Some tests for potential fungal biosurfactant uses in applied to public health applications have also been tested. Biosurfactants produced from Scheffersomyces stipites [281] and Wickerhamomyces anomalus [71] promoted the death of larval exoskeletons of the Aedes aegypti mosquito after 12 h and 24 h, respectively, showing their potential in larvicidal formulations against dengue arbovirus vector. The commercial formulations reported here for the several applications did not show toxic effects, except for larvicidal activity (not analyzed).

Conclusions

Nature provides enormous possibilities to isolate biosurfactant-producing fungi that colonize diverse environments. The fungal bioprospecting for biosurfactant production has allowed the discovery of strains not yet described in the literature, as well as new molecular structures with surfactant action. However, bioprospecting based on metagenomic data still represents an untapped potential. Likewise, there is still a gap in relation to molecular methods intended for the screening of biosurfactant-producing organisms.

Economic issues and low process productivity are the main challenges to overcome fungal biosurfactant large-scale production. Although several energy sources are promising for biosurfactant production, the economic viability to use waste streams can only be obtained with careful analysis between cost minimization and low yield due to the formation of inhibitory compounds. Changes in carbon/nitrogen sources and recombinant strains can produce biosurfactants with new and different chemical structures that ensure better physico-chemical properties for wider applications. Statistical and bioprocess tools applied to this biomolecule can result in achieving higher yields/productivity as well as better overall operational processes.

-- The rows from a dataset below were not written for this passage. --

PR #991, opened 2015-07-30
Update quotes on Press page

harding:
This PR makes changes to the quotes section of the Press page.  It is, I hope, the last PR related to the changes started in aborted PR #972.  There are several commits:

1. Fix a CSS-based bug that prevents display of the open-quote on the left column.  This can be seen on the live site: https://bitcoin.org/en/press#quotes

2. Add a link to the [Bitcoin WikiQuotes](https://en.wikiquote.org/wiki/Bitcoin) page for even more quotes.  Although this page doesn't currently have many more quotes than we do, I hope that by linking to it, we'll encourage more people to contribute to it.

3. Replace quotes from Max Keiser and Timothy Lee with quotes from Paul Buchheit (GMail creator) and Brian Forde (MIT DCI director).  The replaced quotes described Bitcoin as, respectively, "cheapest" and "costless", which is only true if you exclude certain other payment systems (like physical cash) and network costs (like mining and verification).

4. Link the names of the quoted persons to the English Wikipedia articles about them.  If no English Wikipedia article was available, I did not link anything.

5. Link quotes to the source where the quote first appeared (as best as I could determine).  I couldn't find the source for some quotes, so no link was added in those cases.  I also corrected one quote based on the linked source quote.

6. Remove the quote that both Bill Gates and Eric Schmidt said.  The quote on Bitcoin.org is, "Bitcoin is a technological tour de force", but I feel that this is misleading given the qualifications they each put into the rest of the original quotes (as linked in the preceding commit):

    - (Schmidt) "Bitcoin is a technological tour de force, but what I don't know ultimately is whether it's going to be legal because almost all money structures need legality..."

    - (Gates) "It's a techno tour de force, but that's an area where governments are going to maintain a dominant role."

    I think they're approving of the block chain/POW consensus but not of the monetary aspect.  Since Bitcoin.org is promoting both aspects, I don't think it's fair of us to use their quotes.

After these commits, the fully-expanded section looks like:

screenshot-btcorg localhost 2015-07-30 18-53-53

### DIFF
--- a/_templates/press.html
+++ b/_templates/press.html
@@ -13,6 +13,7 @@ dialogs:
   materialquote: "Quotes"
   materialquotemore: "Show more quotes..."
   material_even_more_quotes: "For even more quotes about Bitcoin, please see <a href=\"https://en.wikiquote.org/wiki/Bitcoin\">WikiQuote.</a>"
+  material_source: "source"
   quotesatoshi: "With e-currency based on cryptographic proof, without the need to trust a third party middleman, money can be secure and transactions effortless."
   quotetonygallippi: "Bitcoin is Money Over Internet Protocol."
   quotedankaminsky: "Entire classes of bugs are missing."
@@ -34,7 +35,7 @@ dialogs:
   quotetuurdemeester: "The Babyboomers gave us the personal computer, Generation X gave us the Internet, and now Generation Y is building a new financial paradigm."
   quoterichardbrown: "Had you asked me five years ago, I would just say it was impossible. Bitcoin and cryptocurrencies solved this problem of coming to a consensus globally where you don't trust anybody else."
   quotefredwilson: "We believe that Bitcoin represents something fundamental and powerful ... It reminds us of SMTP, HTTP, RSS, and BitTorrent in its architecture and openness."
-  quotejohndonohoe: "Digital currency is going to be a very powerful thing."
+  quotejohndonohoe: "[Digital currency is going to be] a very powerful thing."
   quotefrancoisrvelde: "It represents a remarkable conceptual and technical achievement, which may well be used by existing financial institutions (which could issue their own bitcoins) or even by governments themselves."
 
 ---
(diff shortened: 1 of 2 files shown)


luke-jr:
Soft-dislike of linking Wikipedia in a way that implies it is a reliable source of information.

Also, Gavin is no longer with the Bitcoin Foundation.

harding:
@luke-jr I know you don't like Wikipedia for that reason, and I agree that too many people blindly trust it.  However, I think it has the advantage of being a neutral starting resource for research into the backgrounds of public figures.

Are you sure Gavin is no longer with the Foundation?  Last I heard, he was still its Chief Scientist even though the MIT Media Lab pays his salary.  At least that's what [this tweet](https://twitter.com/gavinandresen/status/591624879876767744) from him said in April.

_templates/press.html
```diff
@@ -19,16 +21,20 @@
...
+    by strengthening the capacity of governments to deliver more
+    responsive services and secure the rights of their citizens to
+    property, identity and increased financial inclusion.
+
   quoteandyskelton: "PayPal alone blocks access from over 60 countries ... Whatever the reason, we don’t think an individual blogger from Haiti, Ethiopia, or Kenya should have diminished access to the blogosphere because of payment issues they can’t control."
   quotetuurdemeester: "The Babyboomers gave us the personal computer, Generation X gave us the Internet, and now Generation Y is building a new financial paradigm."
   quoterichardbrown: "Had you asked me five years ago, I would just say it was impossible. Bitcoin and cryptocurrencies solved this problem of coming to a consensus globally where you don't trust anybody else."
   quotefredwilson: "We believe that Bitcoin represents something fundamental and powerful ... It reminds us of SMTP, HTTP, RSS, and BitTorrent in its architecture and openness."
-  quotejohndonohoe: "Digital currency is going to be a very powerful thing."
+  quotejohndonohoe: "[Digital currency is going to be] a very powerful thing."
```
saivann: @harding Are the square brackets intentional here?

saivann:
Except for the comment above, LGTM up to commit 5705f0a. Thanks!

_templates/press.html
harding: Yes.  Here's the quote in context from the linked source page:

> eBay president and CEO John Donahoe said that the company was keeping its eye on Bitcoin and that in the months and years to come, digital currency is going to be “a very powerful thing”.

harding:
@saivann thanks!  In the absence of critical feedback, this pull will be merged on Tuesday.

Sophorolipids and mannosylerythritol lipids are the main fungal biosurfactants investigated studied through process development to applications, both molecules are yeast products. Filamentous fungi biosurfactants have received less attention and were more focused on isolation and bioprospection, which allowed the identification of new species, some of which are able to produce trehalose lipids (not yet described for eukaryotes) and lipopeptides (previously only observed in yeast). Few other studies with filamentous are restricted to the influence and optimization of nutritional conditions, production in association with other metabolites, and applications for environmental remediation, textile and cleaning. In general, fungal biosurfactants have wide applicability and have already been formulated as ingredients for several commercial products, which probably opens new windows for future studies aimed at their inclusion in various sectors of different market segments.

Abbreviations

CMC

Critical micellar concentration

EPS

Exopolysaccharides

SL

Sophorolipid

MEL

Mannosylerythritol lipids

TL

Trehalose lipids

XLs

Xylolipids

CL

Cellobiose lipids

PL

Polyol lipids

LM

Liamocins

PEFA

Polyol fatty acid esters

LPP

Lipopeptides

ITS

Internal transcribed spacer

EI₂₄

Emulsification index

MATH

Microbial adhesion to hydrocarbon test

PUM

Buffer solution composed of phosphate, urea, magnesium

CTAB

Cetyltrimethylammonium Bromide

YMG

Culture medium composed of yeast, malt and glucose

TG

Triacylglycerols

C/N

Ratio between the quantity of carbon and nitrogen sources

STR

Stirred tank reactor

vvm

Volumetric air flow × volume of half × minute⁻¹

TLC

Thin layer chromatography

FTIR

Fourier transform infrared

NMR

Nuclear magnetic resonance

MS

Mass spectrometry

GC

Gas chromatography

GC–MS

Mass spectrometry coupled to gas chromatography

HPLC

High-performance liquid chromatography

MALDI-TOF–MS

Matrix-assisted laser desorption ionization time of light mass spectrometry

Declarations

Conflict of interest

The authors declare no financial or commercial conflict of interest.